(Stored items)

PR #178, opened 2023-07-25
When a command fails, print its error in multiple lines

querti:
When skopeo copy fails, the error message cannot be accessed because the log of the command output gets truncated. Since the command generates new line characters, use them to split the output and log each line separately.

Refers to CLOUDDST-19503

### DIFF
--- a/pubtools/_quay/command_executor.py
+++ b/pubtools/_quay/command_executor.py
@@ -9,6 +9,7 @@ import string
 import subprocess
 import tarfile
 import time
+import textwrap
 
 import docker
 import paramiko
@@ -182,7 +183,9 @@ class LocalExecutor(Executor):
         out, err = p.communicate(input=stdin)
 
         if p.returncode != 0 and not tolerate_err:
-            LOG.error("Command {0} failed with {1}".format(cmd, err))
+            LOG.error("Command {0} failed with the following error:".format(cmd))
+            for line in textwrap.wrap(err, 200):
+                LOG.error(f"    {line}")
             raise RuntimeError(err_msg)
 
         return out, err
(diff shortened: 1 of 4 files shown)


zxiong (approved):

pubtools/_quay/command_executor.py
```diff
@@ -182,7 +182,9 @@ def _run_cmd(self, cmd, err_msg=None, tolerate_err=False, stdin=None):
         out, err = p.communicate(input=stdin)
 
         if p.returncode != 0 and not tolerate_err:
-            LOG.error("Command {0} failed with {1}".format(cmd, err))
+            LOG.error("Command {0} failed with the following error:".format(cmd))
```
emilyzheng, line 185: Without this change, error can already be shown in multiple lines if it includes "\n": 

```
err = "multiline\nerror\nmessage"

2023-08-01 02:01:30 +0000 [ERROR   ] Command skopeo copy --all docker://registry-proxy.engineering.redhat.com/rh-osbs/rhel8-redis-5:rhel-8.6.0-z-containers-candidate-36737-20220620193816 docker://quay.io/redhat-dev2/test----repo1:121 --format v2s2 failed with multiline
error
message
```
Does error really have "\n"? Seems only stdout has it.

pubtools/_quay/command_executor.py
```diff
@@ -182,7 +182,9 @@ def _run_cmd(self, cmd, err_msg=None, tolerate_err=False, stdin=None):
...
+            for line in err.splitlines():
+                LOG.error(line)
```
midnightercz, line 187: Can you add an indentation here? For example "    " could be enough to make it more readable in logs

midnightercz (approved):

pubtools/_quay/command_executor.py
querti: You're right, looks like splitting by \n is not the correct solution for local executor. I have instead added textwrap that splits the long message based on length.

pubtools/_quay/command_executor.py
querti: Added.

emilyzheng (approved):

---

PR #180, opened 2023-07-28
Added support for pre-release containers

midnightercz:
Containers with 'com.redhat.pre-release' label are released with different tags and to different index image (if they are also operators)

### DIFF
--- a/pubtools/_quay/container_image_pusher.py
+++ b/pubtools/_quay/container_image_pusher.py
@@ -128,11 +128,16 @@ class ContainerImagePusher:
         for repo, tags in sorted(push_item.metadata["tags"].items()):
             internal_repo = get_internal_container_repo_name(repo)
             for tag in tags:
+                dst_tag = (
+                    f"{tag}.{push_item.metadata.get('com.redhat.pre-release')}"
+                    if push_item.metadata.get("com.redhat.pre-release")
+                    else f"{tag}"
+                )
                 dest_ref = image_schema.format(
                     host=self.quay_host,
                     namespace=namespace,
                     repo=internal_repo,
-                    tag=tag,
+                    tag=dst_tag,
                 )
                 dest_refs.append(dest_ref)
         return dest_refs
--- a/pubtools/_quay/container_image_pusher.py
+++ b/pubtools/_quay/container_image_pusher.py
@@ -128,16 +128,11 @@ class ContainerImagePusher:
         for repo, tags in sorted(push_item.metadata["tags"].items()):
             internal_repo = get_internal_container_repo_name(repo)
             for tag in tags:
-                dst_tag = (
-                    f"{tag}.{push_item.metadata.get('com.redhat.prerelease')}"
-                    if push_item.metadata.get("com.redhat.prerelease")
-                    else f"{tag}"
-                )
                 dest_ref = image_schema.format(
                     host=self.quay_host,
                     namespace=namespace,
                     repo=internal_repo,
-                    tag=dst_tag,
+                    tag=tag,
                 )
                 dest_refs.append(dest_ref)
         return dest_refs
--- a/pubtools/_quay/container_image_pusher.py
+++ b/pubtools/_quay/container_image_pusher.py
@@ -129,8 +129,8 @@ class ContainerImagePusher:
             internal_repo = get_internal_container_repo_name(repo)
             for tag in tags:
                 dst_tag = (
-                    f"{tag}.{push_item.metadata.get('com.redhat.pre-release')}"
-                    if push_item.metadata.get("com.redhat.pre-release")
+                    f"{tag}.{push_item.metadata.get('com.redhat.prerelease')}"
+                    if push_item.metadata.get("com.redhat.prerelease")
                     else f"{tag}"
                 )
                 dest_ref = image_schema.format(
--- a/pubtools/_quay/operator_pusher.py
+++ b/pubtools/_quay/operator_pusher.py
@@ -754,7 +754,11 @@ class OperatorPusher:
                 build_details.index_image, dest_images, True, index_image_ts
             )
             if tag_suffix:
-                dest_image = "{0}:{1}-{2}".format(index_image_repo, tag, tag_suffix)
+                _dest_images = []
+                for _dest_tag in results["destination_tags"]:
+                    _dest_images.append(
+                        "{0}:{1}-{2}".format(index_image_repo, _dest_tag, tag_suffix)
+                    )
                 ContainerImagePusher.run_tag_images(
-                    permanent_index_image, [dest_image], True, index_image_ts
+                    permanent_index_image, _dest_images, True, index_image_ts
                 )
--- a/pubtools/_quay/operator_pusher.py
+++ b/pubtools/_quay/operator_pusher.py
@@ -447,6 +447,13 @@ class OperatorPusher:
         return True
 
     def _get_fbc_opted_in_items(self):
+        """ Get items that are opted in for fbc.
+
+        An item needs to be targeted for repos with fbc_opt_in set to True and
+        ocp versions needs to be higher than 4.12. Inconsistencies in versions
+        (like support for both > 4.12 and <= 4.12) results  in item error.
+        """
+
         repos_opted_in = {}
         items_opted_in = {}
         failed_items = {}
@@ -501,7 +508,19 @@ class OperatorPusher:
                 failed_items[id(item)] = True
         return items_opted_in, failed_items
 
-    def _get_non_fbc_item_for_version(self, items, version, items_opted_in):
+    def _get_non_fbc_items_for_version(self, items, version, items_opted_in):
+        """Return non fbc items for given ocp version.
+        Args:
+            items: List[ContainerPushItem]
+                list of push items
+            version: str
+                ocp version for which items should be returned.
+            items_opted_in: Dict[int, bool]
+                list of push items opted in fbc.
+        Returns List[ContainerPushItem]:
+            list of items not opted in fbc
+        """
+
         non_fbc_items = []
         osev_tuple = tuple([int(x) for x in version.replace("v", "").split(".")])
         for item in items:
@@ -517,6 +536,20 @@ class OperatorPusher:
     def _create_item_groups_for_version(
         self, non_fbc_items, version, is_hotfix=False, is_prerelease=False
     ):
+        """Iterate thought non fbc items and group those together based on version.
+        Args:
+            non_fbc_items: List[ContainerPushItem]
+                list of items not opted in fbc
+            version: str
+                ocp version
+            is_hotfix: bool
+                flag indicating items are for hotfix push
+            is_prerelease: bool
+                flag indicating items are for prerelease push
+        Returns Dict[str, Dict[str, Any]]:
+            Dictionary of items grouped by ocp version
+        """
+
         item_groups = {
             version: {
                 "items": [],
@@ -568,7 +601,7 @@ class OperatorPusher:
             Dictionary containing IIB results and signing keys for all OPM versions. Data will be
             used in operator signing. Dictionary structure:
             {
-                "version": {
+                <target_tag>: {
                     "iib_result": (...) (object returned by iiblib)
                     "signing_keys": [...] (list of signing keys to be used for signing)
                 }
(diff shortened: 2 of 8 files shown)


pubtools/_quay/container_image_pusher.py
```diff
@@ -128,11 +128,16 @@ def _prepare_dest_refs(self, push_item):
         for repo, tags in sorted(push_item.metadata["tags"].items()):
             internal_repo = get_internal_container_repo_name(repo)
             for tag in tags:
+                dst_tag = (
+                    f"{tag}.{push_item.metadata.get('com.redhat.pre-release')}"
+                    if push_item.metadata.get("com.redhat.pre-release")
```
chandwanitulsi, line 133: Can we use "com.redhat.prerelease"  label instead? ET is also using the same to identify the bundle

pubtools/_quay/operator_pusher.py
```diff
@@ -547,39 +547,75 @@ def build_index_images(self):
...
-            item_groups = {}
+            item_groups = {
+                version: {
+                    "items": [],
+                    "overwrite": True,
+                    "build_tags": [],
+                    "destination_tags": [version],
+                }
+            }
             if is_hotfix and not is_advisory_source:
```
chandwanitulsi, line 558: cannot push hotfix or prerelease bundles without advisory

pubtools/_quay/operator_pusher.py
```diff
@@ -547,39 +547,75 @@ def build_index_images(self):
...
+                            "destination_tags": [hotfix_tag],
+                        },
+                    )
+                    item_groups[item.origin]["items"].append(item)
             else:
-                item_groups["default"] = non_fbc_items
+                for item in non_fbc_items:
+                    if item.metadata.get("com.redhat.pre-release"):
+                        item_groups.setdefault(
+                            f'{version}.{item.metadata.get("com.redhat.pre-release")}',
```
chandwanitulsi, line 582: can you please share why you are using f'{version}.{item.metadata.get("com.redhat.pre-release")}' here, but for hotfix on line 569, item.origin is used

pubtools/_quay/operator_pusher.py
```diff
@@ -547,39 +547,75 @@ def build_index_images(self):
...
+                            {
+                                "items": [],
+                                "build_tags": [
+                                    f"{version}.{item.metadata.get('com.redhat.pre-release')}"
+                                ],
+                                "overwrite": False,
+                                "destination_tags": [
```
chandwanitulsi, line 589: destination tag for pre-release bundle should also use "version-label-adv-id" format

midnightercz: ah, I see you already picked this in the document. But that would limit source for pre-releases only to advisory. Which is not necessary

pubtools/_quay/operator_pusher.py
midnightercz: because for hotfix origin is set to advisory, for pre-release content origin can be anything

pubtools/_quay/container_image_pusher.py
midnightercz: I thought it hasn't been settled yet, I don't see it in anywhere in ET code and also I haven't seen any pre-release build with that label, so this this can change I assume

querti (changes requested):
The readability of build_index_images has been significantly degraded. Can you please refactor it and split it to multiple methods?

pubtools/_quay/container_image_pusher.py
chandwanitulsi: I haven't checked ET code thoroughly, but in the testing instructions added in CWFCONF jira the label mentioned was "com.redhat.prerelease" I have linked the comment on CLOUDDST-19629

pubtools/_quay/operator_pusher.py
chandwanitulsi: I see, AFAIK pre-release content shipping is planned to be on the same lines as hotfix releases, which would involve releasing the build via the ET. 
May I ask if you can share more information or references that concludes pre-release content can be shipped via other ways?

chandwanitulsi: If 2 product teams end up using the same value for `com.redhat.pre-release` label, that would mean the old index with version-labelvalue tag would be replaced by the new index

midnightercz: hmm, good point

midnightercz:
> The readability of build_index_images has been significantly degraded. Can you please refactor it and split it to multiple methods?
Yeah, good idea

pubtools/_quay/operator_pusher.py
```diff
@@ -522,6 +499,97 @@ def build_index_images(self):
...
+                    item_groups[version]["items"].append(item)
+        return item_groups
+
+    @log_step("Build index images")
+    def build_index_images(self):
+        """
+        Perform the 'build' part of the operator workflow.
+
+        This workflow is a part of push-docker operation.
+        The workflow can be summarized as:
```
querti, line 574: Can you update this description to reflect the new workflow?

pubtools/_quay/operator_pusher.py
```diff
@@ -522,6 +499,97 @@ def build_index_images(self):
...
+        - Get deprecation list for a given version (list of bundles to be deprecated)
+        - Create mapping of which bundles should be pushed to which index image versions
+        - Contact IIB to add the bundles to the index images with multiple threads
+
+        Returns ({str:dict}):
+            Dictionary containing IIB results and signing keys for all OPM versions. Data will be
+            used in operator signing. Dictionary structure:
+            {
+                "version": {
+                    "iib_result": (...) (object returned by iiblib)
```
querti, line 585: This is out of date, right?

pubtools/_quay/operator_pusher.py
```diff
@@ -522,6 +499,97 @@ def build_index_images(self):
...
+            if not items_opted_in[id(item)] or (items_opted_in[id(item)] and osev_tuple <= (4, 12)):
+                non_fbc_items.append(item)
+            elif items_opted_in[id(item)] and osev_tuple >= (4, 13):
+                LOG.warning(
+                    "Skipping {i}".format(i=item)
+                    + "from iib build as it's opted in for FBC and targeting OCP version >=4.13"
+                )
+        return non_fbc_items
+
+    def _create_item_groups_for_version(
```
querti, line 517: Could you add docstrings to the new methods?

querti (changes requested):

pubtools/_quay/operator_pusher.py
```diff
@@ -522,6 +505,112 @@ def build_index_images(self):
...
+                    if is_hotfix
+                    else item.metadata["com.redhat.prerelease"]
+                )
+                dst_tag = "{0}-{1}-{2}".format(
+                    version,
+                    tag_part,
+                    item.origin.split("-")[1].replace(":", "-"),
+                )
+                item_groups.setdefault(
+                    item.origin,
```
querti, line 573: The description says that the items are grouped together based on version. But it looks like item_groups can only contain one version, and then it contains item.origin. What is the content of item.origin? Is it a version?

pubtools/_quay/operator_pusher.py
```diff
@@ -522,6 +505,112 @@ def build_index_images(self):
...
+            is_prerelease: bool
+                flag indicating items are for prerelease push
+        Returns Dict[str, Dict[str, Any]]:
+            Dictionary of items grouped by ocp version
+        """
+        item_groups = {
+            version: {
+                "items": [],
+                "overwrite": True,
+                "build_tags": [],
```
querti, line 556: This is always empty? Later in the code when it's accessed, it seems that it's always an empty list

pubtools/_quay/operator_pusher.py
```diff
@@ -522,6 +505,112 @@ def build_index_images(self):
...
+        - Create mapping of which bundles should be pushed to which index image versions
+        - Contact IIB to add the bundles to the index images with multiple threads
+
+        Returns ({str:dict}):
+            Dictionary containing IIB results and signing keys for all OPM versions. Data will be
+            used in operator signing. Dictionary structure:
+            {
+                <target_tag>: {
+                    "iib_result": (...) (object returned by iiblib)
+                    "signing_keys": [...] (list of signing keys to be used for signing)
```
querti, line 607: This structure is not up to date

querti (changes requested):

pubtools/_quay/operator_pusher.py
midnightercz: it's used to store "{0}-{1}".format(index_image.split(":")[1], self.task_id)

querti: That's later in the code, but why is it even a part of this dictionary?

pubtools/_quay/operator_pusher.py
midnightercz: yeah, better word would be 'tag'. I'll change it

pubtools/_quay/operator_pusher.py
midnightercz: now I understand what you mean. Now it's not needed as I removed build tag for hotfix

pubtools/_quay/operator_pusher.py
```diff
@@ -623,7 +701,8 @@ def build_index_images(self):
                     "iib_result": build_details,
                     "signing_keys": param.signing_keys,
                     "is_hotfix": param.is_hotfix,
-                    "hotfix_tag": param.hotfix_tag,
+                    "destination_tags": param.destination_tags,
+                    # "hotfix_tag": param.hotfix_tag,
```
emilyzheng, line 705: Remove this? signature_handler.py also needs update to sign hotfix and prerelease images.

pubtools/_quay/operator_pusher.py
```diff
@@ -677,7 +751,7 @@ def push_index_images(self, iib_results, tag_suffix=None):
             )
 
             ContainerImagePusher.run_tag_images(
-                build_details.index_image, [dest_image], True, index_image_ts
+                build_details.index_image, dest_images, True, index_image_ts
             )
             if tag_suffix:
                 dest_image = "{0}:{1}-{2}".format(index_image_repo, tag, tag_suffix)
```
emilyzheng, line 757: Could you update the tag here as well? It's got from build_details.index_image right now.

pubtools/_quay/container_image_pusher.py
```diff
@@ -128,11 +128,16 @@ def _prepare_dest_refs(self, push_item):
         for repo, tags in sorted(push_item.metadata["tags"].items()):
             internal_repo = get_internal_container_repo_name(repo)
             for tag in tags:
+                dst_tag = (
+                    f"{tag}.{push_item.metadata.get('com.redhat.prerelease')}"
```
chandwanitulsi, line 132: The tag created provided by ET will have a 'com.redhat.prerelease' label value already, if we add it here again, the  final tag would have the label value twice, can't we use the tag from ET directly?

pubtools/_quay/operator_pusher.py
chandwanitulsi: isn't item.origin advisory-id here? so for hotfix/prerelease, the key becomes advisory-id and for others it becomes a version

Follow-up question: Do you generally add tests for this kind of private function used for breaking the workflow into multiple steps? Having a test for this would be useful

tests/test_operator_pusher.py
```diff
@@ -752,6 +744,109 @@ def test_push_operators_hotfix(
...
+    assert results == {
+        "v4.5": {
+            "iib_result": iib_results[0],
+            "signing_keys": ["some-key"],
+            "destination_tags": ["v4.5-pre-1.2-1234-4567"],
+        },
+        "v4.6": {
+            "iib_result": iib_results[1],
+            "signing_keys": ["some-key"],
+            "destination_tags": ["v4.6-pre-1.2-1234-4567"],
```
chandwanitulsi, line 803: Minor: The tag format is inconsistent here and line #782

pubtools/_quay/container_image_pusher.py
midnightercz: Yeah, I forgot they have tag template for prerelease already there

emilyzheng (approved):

...

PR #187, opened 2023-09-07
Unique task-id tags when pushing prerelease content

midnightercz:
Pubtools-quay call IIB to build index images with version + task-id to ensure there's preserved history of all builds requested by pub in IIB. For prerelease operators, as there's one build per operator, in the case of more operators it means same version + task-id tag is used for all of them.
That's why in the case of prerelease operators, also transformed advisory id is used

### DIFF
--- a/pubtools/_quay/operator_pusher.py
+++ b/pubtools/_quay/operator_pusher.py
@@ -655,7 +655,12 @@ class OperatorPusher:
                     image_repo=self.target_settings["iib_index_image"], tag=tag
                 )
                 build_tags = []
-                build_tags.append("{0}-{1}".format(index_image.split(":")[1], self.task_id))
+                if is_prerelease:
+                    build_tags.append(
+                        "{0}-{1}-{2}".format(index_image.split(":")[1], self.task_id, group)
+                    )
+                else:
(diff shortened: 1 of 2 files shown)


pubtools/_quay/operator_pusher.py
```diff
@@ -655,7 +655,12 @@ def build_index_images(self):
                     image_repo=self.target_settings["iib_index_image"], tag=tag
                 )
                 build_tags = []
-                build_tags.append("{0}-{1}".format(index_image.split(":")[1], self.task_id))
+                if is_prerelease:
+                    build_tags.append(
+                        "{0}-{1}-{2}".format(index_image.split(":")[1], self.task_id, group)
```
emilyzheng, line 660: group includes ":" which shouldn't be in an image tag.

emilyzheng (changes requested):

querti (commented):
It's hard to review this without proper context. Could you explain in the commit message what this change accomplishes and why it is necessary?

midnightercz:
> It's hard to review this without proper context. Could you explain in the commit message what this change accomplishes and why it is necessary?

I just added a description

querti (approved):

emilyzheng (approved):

Task brief:
Filter the lines above so that only those with the string "import" remain, then copy them.

Written solution:
@@ -9,6 +9,7 @@ import string
 import subprocess
 import tarfile
 import time
+import textwrap
 import docker
 import paramiko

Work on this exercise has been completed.